2. Le parent créancier peut également utiliser l’une ou plusieurs voies civiles d’exécution :
— saisie-arrêt entre les mains d’un tiers,
— autres saisies,
— paiement direct entre les mains de l’employeur,
— recouvrement public par l’intermédiaire du procureur de la République,
3. Le débiteur encourt les peines des articles 227-3 et 227-29 du code pénal : deux ans d’emprisonnement et 15 000 euros d’amende, interdiction des droits civiques, civils et de famille, suspension ou annulation du permis de conduire, interdiction de quitter le territoire de la République ;
RAPPELLE que les parents peuvent, d’un commun accord, modifier l’ensemble de ces modalités d’exercice de l’autorité parentale pour les adapter à des circonstances nouvelles, sans qu’il soit besoin de saisir à nouveau le juge aux affaires familiales ;
RAPPELLE aussi qu’en application du décret du 11 mars 2015, pour saisir à nouveau le juge aux affaires familiales, et sauf urgence, il faut préciser dans la requête les diligences entreprises en vue de parvenir à une résolution amiable du litige, en justifiant par exemple de l’échec d’une mesure de médiation ;
RAPPELLE enfin que pour tenter une médiation, les parties doivent contacter un médiateur familial ;
RAPPELLE que les mesures portant sur l’autorité parentale et sur la contribution à l’entretien et à l’éducation de l’enfant sont exécutoires de droit à titre provisoire ;
DIT n’y avoir lieu à exécution provisoire sur le prononcé du divorce ;
DIT que les dépens seront partagés par moitié entre les parties et recouvrés conformément à la loi sur l’aide juridictionnelle ;
DIT que, conformément à l’article 1074-3 du code de procédure civile, la présente décision sera notifiée aux parties par le greffe par lettre recommandée avec avis de réception, aux fins de mise en œuvre de la mesure d’intermédiation financière ordonnée.
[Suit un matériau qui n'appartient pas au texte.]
PR #8214, opened 2026-06-11
docs: vale DITA compliance fixes for assembly-intro-to-the-registry

eameh:


eameh:
Superseded by the phase-0 template rewrites (#9024, #9026, #9029), which replaced this assembly wholesale with a version that passes the vale AsciiDocDITA gate.

Issue #5535, opened 2024-11-15
Add `artifactType` to the filtering options in `/search/artifacts` and `/search/versions`


EricWittmann:
### Feature or Problem Description
Cannot filter by artifact type when searching for artifacts or versions.

### Proposed Solution
Add a new query param called `artifactType` to the list of possible filters.

PR #8227, opened 2026-06-11
feat(ui): add artifact type dropdown filter to search toolbar. Fixes #8226

### LINKED ISSUE #8226: feat(ui): add artifact type dropdown filter to artifact search toolbar

The REST API `GET /search/artifacts` and `GET /search/versions` both support filtering by `artifactType` query parameter (added in #5535), but the search page UI never exposes this as a usable filter. Users must currently guess and manually type exact artifact type values like `JSON`, `OPENAPI`, or `PROTOBUF` into a text field, which is undiscoverable and error-prone.

The same issue applies to the `state` filter in version search, where users must type `ENABLED`, `DISABLED`, `DEPRECATED`, or `DRAFT` manually.

### Proposed Solution

When a user selects "Type" or "State" as a filter criterion in the search toolbar, render the value input as a dropdown populated with valid options (fetched from `GET /admin/config/artifactTypes` for types, or a fixed list for states). All other filter types continue to use free-text input.

This gives users discoverable, one-click filtering by artifact type (JSON Schema, OpenAPI, Avro, Protobuf, AsyncAPI, GraphQL, etc.) and by version state.

### Additional Context

- Backend work completed in #5535 (REST API `artifactType` param)
- `FilterBy.artifactType` already defined in `useSearchService.ts`
- `useArtifactTypesService` already fetches available types from the admin API
- The TypeScript SDK client already sends `artifactType` as a query parameter
- No backend changes needed — this is purely a UI presentation gap

**Expected behavior (dropdown for "Type"):**

Image

**Expected behavior (dropdown for "State"):**

Image

Fzal:
### Summary

Adds dropdown (select) support for enum-type filters in the search toolbar. 
Users can now pick artifact types and version states from a dropdown instead
of typing exact values manually.

Closes the UI gap left by #5535, which added `artifactType` filtering to the
REST API but never exposed it as a usable filter in the search page.

Fixes #8226 

### Changes

**New file: `FilterInput.tsx`** is a Thin local adapter for `ChipFilterInput` 
that conditionally renders an `ObjectSelect` dropdown when a filter type 
declares `options`, and falls back to `TextInput` otherwise. Mirrors the
original component's structure exactly (Form → InputGroup → [type selector,
value input, submit button]).

**Modified: `SearchPageToolbar.tsx`**
- `artifactType` filter now renders as a dropdown populated from 
  `GET /admin/config/artifactTypes` (with user-friendly labels like 
  "JSON Schema", "OpenAPI", etc.)
- `state` filter in version search now renders as a dropdown 
  (Enabled / Disabled / Deprecated / Draft)
- All other filters remain free-text input
- `FILTER_TYPE_LOOKUP` now covers artifact and group filter types 
  (previously only version), fixing missing chip labels

---

_No backend changes, the REST API, SDK client, and search service already 
supported `artifactType` filtering. This is purely a UI presentation fix._

### Verification

- [ ] Navigate to the Search page
- [ ] Select "Artifacts" search type → click "filter by" → select "Type" → 
      verify dropdown shows valid artifact types
- [ ] Select a type → verify results are filtered and a "Type: ..." chip appears
- [ ] Switch to "Versions" search type → verify both "Type" and "State" 
      filters render as dropdowns
- [ ] Verify text-based filters (Name, Description, Group, etc.) still 
      work as free-text input


ui/ui-app/src/app/pages/search/components/toolbar/SearchPageToolbar.tsx
```diff
@@ -88,6 +90,22 @@ VERSION_FILTER_TYPES.forEach(filterType => {
...
+
+    const [artifactTypeOptions, setArtifactTypeOptions] = useState<{ value: string; label: string }[]>([]);
+
+    const stateOptions: { value: string; label: string }[] = [
+        { value: "ENABLED", label: "Enabled" },
+        { value: "DISABLED", label: "Disabled" },
+        { value: "DEPRECATED", label: "Deprecated" },
+        { value: "DRAFT", label: "Draft" },
+    ];
+
```
carlesarnal: **Missing error handling on promise.** If `allTypesWithLabels()` fails (network error, 401, etc.), this produces an unhandled promise rejection and the dropdown silently stays empty with no feedback.

At minimum add a `.catch()` — ideally surface an error or log it:
```tsx
useEffect(() => {
    atService.allTypesWithLabels().then(types => {
        setArtifactTypeOptions(types.map((t: any) => ({ value: t.id, label: t.label })));
    }).catch(err => {
        console.error("Failed to load artifact types", err);
    });
}, []);
```

ui/ui-app/src/app/pages/search/components/toolbar/SearchPageToolbar.tsx
```diff
@@ -88,6 +90,22 @@ VERSION_FILTER_TYPES.forEach(filterType => {
...
     const config = useConfigService();
+    const atService = useArtifactTypesService();
+
+    const [artifactTypeOptions, setArtifactTypeOptions] = useState<{ value: string; label: string }[]>([]);
+
+    const stateOptions: { value: string; label: string }[] = [
+        { value: "ENABLED", label: "Enabled" },
+        { value: "DISABLED", label: "Disabled" },
+        { value: "DEPRECATED", label: "Deprecated" },
+        { value: "DRAFT", label: "Draft" },
```
carlesarnal: **Missing `useEffect` dependency.** `atService` is used inside the effect but not listed in the dependency array. With React strict mode or component re-renders this could lead to stale closures.

Either add it to the deps:
```tsx
}, [atService]);
```
or extract the service call outside the hook.

ui/ui-app/src/app/pages/search/components/toolbar/SearchPageToolbar.tsx
```diff
@@ -88,6 +90,22 @@ VERSION_FILTER_TYPES.forEach(filterType => {
...
 export const SearchPageToolbar: FunctionComponent<SearchPageToolbarProps> = (props: SearchPageToolbarProps) => {
     const config = useConfigService();
+    const atService = useArtifactTypesService();
+
+    const [artifactTypeOptions, setArtifactTypeOptions] = useState<{ value: string; label: string }[]>([]);
+
+    const stateOptions: { value: string; label: string }[] = [
+        { value: "ENABLED", label: "Enabled" },
+        { value: "DISABLED", label: "Disabled" },
+        { value: "DEPRECATED", label: "Deprecated" },
```
carlesarnal: **`stateOptions` is recreated on every render.** Since this is a static constant, move it outside the component body (next to `ARTIFACT_FILTER_TYPES` and friends) to avoid unnecessary allocations.

ui/ui-app/src/app/pages/search/components/toolbar/SearchPageToolbar.tsx
carlesarnal: Nit: `(t: any)` — consider defining an `ArtifactTypeInfo` interface (e.g. `{ id: string; label: string }`) instead of using `any`. The service itself returns `Promise<any[]>` which is also worth tightening up, but at minimum the mapping here could be typed.

carlesarnal (commented):
Good feature addressing a real UX gap. A few items to address before merging — see inline comments.

ui/ui-app/src/app/pages/search/components/toolbar/SearchPageToolbar.tsx
Fzal: Thanks for the review! 
All four items should be addressed in `d4300dd` added `.catch()`, stabilized the hook with `useRef`/`useMemo`, moved `stateOptions` to module scope, and defined an `ArtifactTypeInfo` interface.

Fzal: @carlesarnal can we merge this PR?

EricWittmann:
Hey @Fzal — apologies for the delay in getting back to you on this! All four review comments have been properly addressed and the code looks great. Thanks for the contribution! 👍

Merging now.

EricWittmann:
Thanks again @Fzal for this great contribution — really nice UX improvement! 👍

PR #8246, opened 2026-06-13
fix(test): use optimistic fallback in Debezium V2 deserializer mixin

EricWittmann:
## Summary

- Fix the `DebeziumAvroV2DeserializerMixin` to handle both 4-byte (default) and 8-byte
  (legacy) wire formats using the same heuristic as `OptimisticFallbackIdHandler`
- When the first 4 bytes after the magic byte are all zeros, treat the data as legacy
  8-byte globalId format and fetch via `/ids/globalIds/{id}`
- Otherwise, treat the 4 bytes as a contentId and fetch via `/ids/contentIds/{id}`

## Context

The `h2-debezium` integration tests (`DebeziumMySQLAvroIntegrationIT` and
`DebeziumPostgreSQLAvroIntegrationIT`) have been failing across all recent PRs. The root
cause is a wire format mismatch: the default `AvroConverter` uses `Default4ByteIdHandler`
which writes a 4-byte contentId, but the V2 deserializer mixin unconditionally read 8 bytes
as a globalId. This caused 4 bytes of Avro payload to be consumed as part of the ID,
producing invalid IDs (e.g. `42949804566`) that returned 404 from the registry.

## Test plan

- [ ] Verify the `h2-debezium` CI job passes (all 16 previously failing tests)
- [ ] Verify LocalConverters tests still pass (they use the V3 mixin, unaffected)
- [ ] Verify other integration test suites are unaffected

### DIFF
--- a/integration-tests/src/test/java/io/apicurio/tests/serdes/apicurio/debezium/DebeziumAvroV2DeserializerMixin.java
+++ b/integration-tests/src/test/java/io/apicurio/tests/serdes/apicurio/debezium/DebeziumAvroV2DeserializerMixin.java
@@ -11,6 +11,7 @@ import org.slf4j.LoggerFactory;
 import java.io.InputStream;
 import java.nio.ByteBuffer;
 import java.nio.charset.StandardCharsets;
+import java.util.List;
 
 /**
  * Mixin interface providing Apicurio Registry wire format deserialization logic with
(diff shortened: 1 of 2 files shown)


carlesarnal:
## Root cause analysis

The fix is correct, but worth noting the root cause: the V2 mixin was always written to read 8-byte globalId format, and this **used to work** because the "published converters" path (`debezium-connect.yml`) uses `quay.io/debezium/connect:latest` with `ENABLE_APICURIO_CONVERTERS=true` — which activates converters **bundled inside the Debezium image**, not the ones built from this project.

The Debezium image was shipping a V2-era Apicurio converter that used `DefaultIdHandler` (8-byte globalId). At some point recently, Debezium updated their bundled converter to V3 (`Default4ByteIdHandler`, 4-byte contentId). Since the test uses `:latest`, that switch happened silently — a new image pull brought in the V3 converter, and the V2 mixin's 8-byte read broke.

## Suggestion

Consider pinning `quay.io/debezium/connect` to a specific version tag in `debezium-connect.yml` to avoid similar silent breakages in the future.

DIT que la décision devra être signifiée par la partie la plus diligente à l’autre partie par acte d’huissier de justice ou de commissaire de justice, faute de quoi elle ne sera pas susceptible d’exécution forcée, et qu’elle est susceptible d’appel dans le mois de la signification auprès du greffe de la cour d’appel de PARIS.
AINSI JUGÉ ET PRONONCÉ PAR MISE À DISPOSITION AU GREFFE DE LA JURIDICTION LE DOUZE MARS DEUX MILLE VINGT QUATRE, LES PARTIES EN AYANT ÉTÉ AVISÉES CONFORMÉMENT À L’ARTICLE 450 DU CODE DE PROCÉDURE CIVILE.